Black box collection operations

v3 separates built-in operations from implementation-defined ones. Built-in operations use dot syntax, black box functions use free-standing syntax:

-- Built-in: the language guarantees semantics
events.count
slots.any(s => s.available)
slots.all(s => s.confirmed)

-- Black box: implementation-defined, unambiguous syntax
filter(events, e => e.recent)
grouped_by(copies, c => c.output)
min_by(pending, e => e.offset)

The test generator can reason about built-in operations because their semantics are known. Black box functions are opaque, so it maps them to your actual implementation instead.

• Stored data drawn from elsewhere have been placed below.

PR #4736, opened 2024-04-18
chore(amazonq): remove command - Amazon Q (Preview) Welcome Page

ivikash:
## Problem

Remove Command - `Amazon Q (Preview) Welcome Page`

This is an intrusive change and removes onboarding page in favor of walkthrough #4739

## Solution
Screenshot 2024-04-18 at 11 27 43 AM

## License


packages/core/src/amazonq/activation.ts
```diff
@@ -53,14 +46,3 @@ function registerApps(appInitContext: AmazonQAppInitContext) {
     featureDevChatAppInit(appInitContext)
     gumbyChatAppInit(appInitContext)
 }
-
-export const amazonQWelcomeCommand = Commands.declare(
-    { id: 'aws.amazonq.welcome', compositeKey: { 1: 'source' } },
```
nkomonen-amazon, line 58: There is still a use of `aws.amazonq.welcome` in `authUtil.ts` I think. `ctrl + shift + f` to search globally in our codebase. The string is unique so any uses of it are probably related to this change.

The command stuff in VS Code is kind of confusing at first. But think of a "command" as a global api that our extension provides. VS Code provides an API to create a command `vscode.commands.registerCommand/executeCommand()`. But to get some extra functionality we wrap that vscode API with the `Commands` class. Some example uses are `Commands.declare()` or `Commands.register()`. So any uses of these are related in some way.

packages/core/src/codewhisperer/util/authUtil.ts
```diff
@@ -515,20 +491,6 @@ function buildFeatureAuthState(state: AuthState): FeatureAuthState {
     }
 }
 
-function getEnvType(): keyof HasAlreadySeenQWelcome {
```
justinmk3, line 518: For reference: the replacement is `getComputeEnvType()` : https://github.com/aws/aws-toolkit-vscode/blob/7ec63ca3607e5d307f7f6fe83a2a1a51878e844c/packages/core/src/shared/telemetry/util.ts#L113

packages/core/src/amazonq/activation.ts
```diff
@@ -53,14 +46,3 @@ function registerApps(appInitContext: AmazonQAppInitContext) {
...
-    (context: ExtensionContext, publisher: MessagePublisher<any>) => (_: VsCodeCommandArg, source: string) => {
-        telemetry.ui_click.run(() => {
-            void focusAmazonQPanel()
-            welcome(context, publisher)
```
justinmk3, line 62: The welcome() function is no longer needed. Should it be deleted?

Also, the the welcome page involved a bunch of resources (svg files, etc), generally everything in `src/amazonq/onboardingPage/` . So, is any of that still needed, and why?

Backtick-quoted enum literals

Enum values that reference external standards often contain hyphens, dots or mixed case. v3 lets you use the canonical form directly:

enum InterfaceLanguage { en | de | fr | `de-CH-1996` | es | `zh-Hant-TW` | `sr-Latn` }
enum CacheDirective { `no-cache` | `no-store` | `must-revalidate` | `max-age` }

Backtick-quoted literals are values, not identifiers. They participate in comparison and assignment like any other enum value, but the checker skips case convention rules inside backticks. Quoted and unquoted forms are distinct: de_ch_1996 and `de-CH-1996` are different values with no implicit normalisation.

Ordered collection semantics

v3 distinguishes ordered from unordered collections. Set<T> is unordered, Sequence<T> preserves insertion order. Projections and where filters on ordered collections produce ordered results, and .first and .last are only available on ordered collections. When ordering is part of the domain contract, the spec should say so.

entity Timeline {
    events: Sequence<Event>

    latest: events.last
    has_errors: events.any(e => e.severity = error)
}

How the CLI fits in

The Allium CLI runs behind the scenes. When you ask your LLM to generate tests, the propagate skill calls two commands.

allium plan reads your spec and emits every test obligation as structured JSON. Rules get success and failure cases, transition edges get validity checks. Invariants become properties to verify after state changes, state-dependent fields get presence and absence checks. The plan is deterministic: same spec, same obligations.

allium model extracts the domain model: entity shapes with field types and constraints, transition graphs showing valid state sequences, when-sets declaring which fields exist at which lifecycle states and invariant expressions that constrain generated data. This is what the test generator needs to construct valid fixtures at any point in the lifecycle.

Without the CLI, your LLM derives test obligations by reading the spec directly. This works, but an LLM reading prose will miss edge cases that a parser catches mechanically. The CLI extracts obligations from the AST, so the plan is complete by construction.

Install with Homebrew or Cargo:

brew tap juxt/allium && brew install allium
cargo install allium-cli

With the CLI installed, your LLM also validates every .allium file after writing or editing it, catching structural errors before they accumulate.

Upgrading from v2

Change -- allium: 2 to -- allium: 3. Adopt the new features as you need them. Nothing was removed.

The v2 to v3 migration guide covers every change, with syntax rules, worked examples and a migration checklist.